Cagliari, who has a century-old family heritage of coffee behind him, is in Bengaluru to offer that knowledge to the Seven Beans Coffee Company, head-quartered in the Garden City.

“I dedicate a lot of time to coffee, have written a book about it, made television presentations about it, taught a course on it at the University of Bologna,” he says, adding that he has also invented a machine for which sorts the unroasted, green coffee beans to separate the good from the bad. “I am considered something of an expert in Italy and our company produces only quality coffee—it is the same system we passed to our partners here,” he says.

Indian coffee beans may be among the best in the world now, after a decade of development and advances in the way beans are grown and processed here, but according to him, it is the Italian roasting technique that brings out its flavour to the fullest. Time is of essence for instance, and the ideal roasting time for Cagliari is 18 minutes.

“There are machines that roast in 4 minutes but this way you burn coffee outside, leaving the inside unroasted,” he says, adding that even though the machines used—both at Modena and at the Seven Beans manufacturing unit at Chikmagalur—is modern, “we use the most traditional ways of roasting it”.

Perfect Italian coffee is almost always a blend of coffees imported from different countries, “We import different origins to make a cup of complete harmony,” says Cagliari. India does not need to import coffee, however, to make a perfect cup. “You do not have to fill it with other origins of coffee as you already have a very good product available here,” he says.

Indian coffee often finds its way to Italian brew. According to the Coffee Board website that details the country-wise export of coffee between 1 January and 21 September , Italy is the world’s largest importer of Indian coffee.

“The demand for it is often so high that we don’t find it easily in Italy,” he says.

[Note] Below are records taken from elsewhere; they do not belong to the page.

PR #8958, opened 2024-02-01
Expand Sorbet usage

ryanbrandenburg:
I was working in a couple of these classes recently and having type assertions would have made my experience easier so I figured I'd do a quick cleanup for them.

### DIFF
--- a/nuget/lib/dependabot/nuget/file_parser.rb
+++ b/nuget/lib/dependabot/nuget/file_parser.rb
@@ -1,4 +1,4 @@
-# typed: true
+# typed: strict
 # frozen_string_literal: true
 
 require "nokogiri"
@@ -72,12 +72,15 @@ module Dependabot
         DotNetToolsJsonParser.new(dotnet_tools_json: dotnet_tools_json).dependency_set
       end
 
+      sig { returns(Dependabot::Nuget::FileParser::ProjectFileParser) }
       def project_file_parser
-        @project_file_parser ||=
+        @project_file_parser ||= T.let(
           ProjectFileParser.new(
             dependency_files: dependency_files,
             credentials: credentials
-          )
+          ),
+          T.nilable(Dependabot::Nuget::FileParser::ProjectFileParser)
+        )
       end
 
       sig { returns(T::Array[Dependabot::DependencyFile]) }
--- a/nuget/lib/dependabot/nuget/file_parser.rb
+++ b/nuget/lib/dependabot/nuget/file_parser.rb
@@ -12,6 +12,8 @@ require "dependabot/file_parsers/base"
 module Dependabot
   module Nuget
     class FileParser < Dependabot::FileParsers::Base
+      extend T::Sig
+
       require "dependabot/file_parsers/base/dependency_set"
       require_relative "file_parser/project_file_parser"
       require_relative "file_parser/packages_config_parser"
@@ -20,6 +22,7 @@ module Dependabot
 
       PACKAGE_CONF_DEPENDENCY_SELECTOR = "packages > packages"
 
+      sig { override.returns(T::Array[Dependabot::Dependency]) }
       def parse
         dependency_set = DependencySet.new
         dependency_set += project_file_dependencies
@@ -31,6 +34,7 @@ module Dependabot
 
       private
 
+      sig { returns(Dependabot::FileParsers::Base::DependencySet) }
       def project_file_dependencies
         dependency_set = DependencySet.new
 
@@ -42,6 +46,7 @@ module Dependabot
         dependency_set
       end
 
+      sig { returns(Dependabot::FileParsers::Base::DependencySet) }
       def packages_config_dependencies
         dependency_set = DependencySet.new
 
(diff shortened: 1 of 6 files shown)


nuget/lib/dependabot/nuget/nuget_client.rb
```diff
@@ -49,38 +58,32 @@ def self.get_package_versions(dependency_name, repository_details)
...
         return unless body
 
         pages = body.fetch("items")
-        versions = Set.new
+        versions = T.let(Set.new, T::Set[String])
         pages.each do |page|
           items = page["items"]
           if items
             # inlined entries
-            items.each do |item|
```
ryanbrandenburg, line 69: I split this up because rubocop was complaining about perceived complexity after I added an extra assertion to deal with a missing nil-check.

nuget/lib/dependabot/nuget/nuget_client.rb
```diff
@@ -92,8 +95,27 @@ def self.get_package_versions(dependency_name, repository_details)
...
+        end
+      end
+
+      sig do
+        params(repository_details: T::Hash[Symbol, String], dependency_name: String)
+          .returns(T.nilable(T::Set[String]))
+      end
       private_class_method def self.get_versions_from_search_url_v3(repository_details, dependency_name)
-        search_url = repository_details[:search_url]
+        search_url = repository_details.fetch(:search_url)
```
ryanbrandenburg, line 118: Where I've changed `hash.[thing]` to `hash.fetch(thing)` it's because fetch assures a non-nil result but `[]` does not, and we should already be sure that the value exists in those places.

nuget/lib/dependabot/nuget/version.rb
```diff
@@ -11,45 +11,54 @@
...
         compare_prerelease_part(other)
       end
 
+      sig { params(other: T.untyped).returns(Integer) }
       def compare_release(other)
         release_str = @version_string.split("-").first || ""
         other_release_str = other.to_s.split("-").first || ""
 
-        Gem::Version.new(release_str) <=> Gem::Version.new(other_release_str)
+        T.must(Gem::Version.new(release_str) <=> Gem::Version.new(other_release_str))
```
ryanbrandenburg, line 57: Turns out `<=>` can return nil if the two values are incomparable. We know they're comparable in our cases so I did `T.must`.

common/lib/dependabot/file_parsers/base.rb
```diff
@@ -49,7 +49,7 @@ def initialize(dependency_files:, source:, repo_contents_path: nil,
         check_required_files
       end
 
-      sig { abstract.returns(Dependabot::DependencyFile) }
+      sig { abstract.returns(T::Array[Dependabot::Dependency]) }
```
JamieMagee, line 52: Looks like it might actually be:

```suggestion
      sig { abstract.returns(Dependabot::DependencySet) }
```

nuget/lib/dependabot/nuget/file_parser.rb
JamieMagee, line 1: Is it possible to upgrade this to `# typed: strict`?

nuget/lib/dependabot/nuget/version.rb
```diff
@@ -11,45 +11,54 @@
...
       end
 
       # rubocop:disable Metrics/PerceivedComplexity
+      sig { params(other: T.untyped).returns(Integer) }
```
JamieMagee, line 61: I think you can be a little more specific with `other` here. Maybe `BasicObject`?

nuget/lib/dependabot/nuget/version.rb
```diff
@@ -11,45 +11,54 @@
...
       def to_s
         @version_string
       end
 
+      sig { returns(String) }
       def inspect # :nodoc:
         "#<#{self.class} #{@version_string}>"
       end
 
+      sig { params(other: T.untyped).returns(Integer) }
```
JamieMagee, line 44: Maybe `BasicObject` instead of `T.untyped`?

nuget/lib/dependabot/nuget/version.rb
```diff
@@ -11,45 +11,54 @@
...
       ANCHORED_VERSION_PATTERN = /\A\s*(#{VERSION_PATTERN})?\s*\z/
 
+      sig { override.params(version: T.nilable(T.any(String, Integer, Float, Gem::Version))).returns(T::Boolean) }
       def self.correct?(version)
         return false if version.nil?
 
         version.to_s.match?(ANCHORED_VERSION_PATTERN)
       end
 
+      sig { override.params(version: T.nilable(T.any(String, Integer, Float, Gem::Version))).void }
```
JamieMagee, line 26: Is `T.any` necessary? Or can we be more specific? I know `T.any(String, Gem::Version)` is common, but `Integer` and `Float` are unusual.

JamieMagee:
Don't forget `require "sorbet-runtime"` in all files.

common/lib/dependabot/file_parsers/base.rb
ryanbrandenburg: The ones I looked at all used `DependencySet`, but actually were returning `Array[Dependabot::Dependency]` because they called `dependency_set.dependencies` (see [elm](https://github.com/dependabot/dependabot-core/blob/main/elm/lib/dependabot/elm/file_parser.rb#L22) or [python](https://github.com/dependabot/dependabot-core/blob/81ac70fde4c400110310f1b3804b09edfe76bcec/python/lib/dependabot/python/file_parser.rb#L48)).  If there's an ecosystem(s) that returns DependencySet you know of maybe we need to do `T.any(DependencySet, Array[Dependency])`?

ryanbrandenburg: We talked offline and it looks like they're all returning Array[Dependency].

JamieMagee (approved):

abdulapopoola (approved):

Espresso. Photo: iStockphoto

Coffee awareness has been going up considerably in India. More people are opening their mind to what he calls ‘modern coffee’—espresso and americano, for instance—where the flavours come from the brew itself and not the additions to it. “I think that even tea-drinking nations like India and China are opening up to coffee,” he says.

And what about the health hazards associated with its overconsumption? Cagliari dismisses it. “People think that coffee is not good for health,” he says. “In reality that depends on the way you roast and treat it,” he says, admitting that he himself partakes of around 14 shots a day, “I am 76 years old and I am in full form, no?” He grins. “I hope to do this for 50 more years.”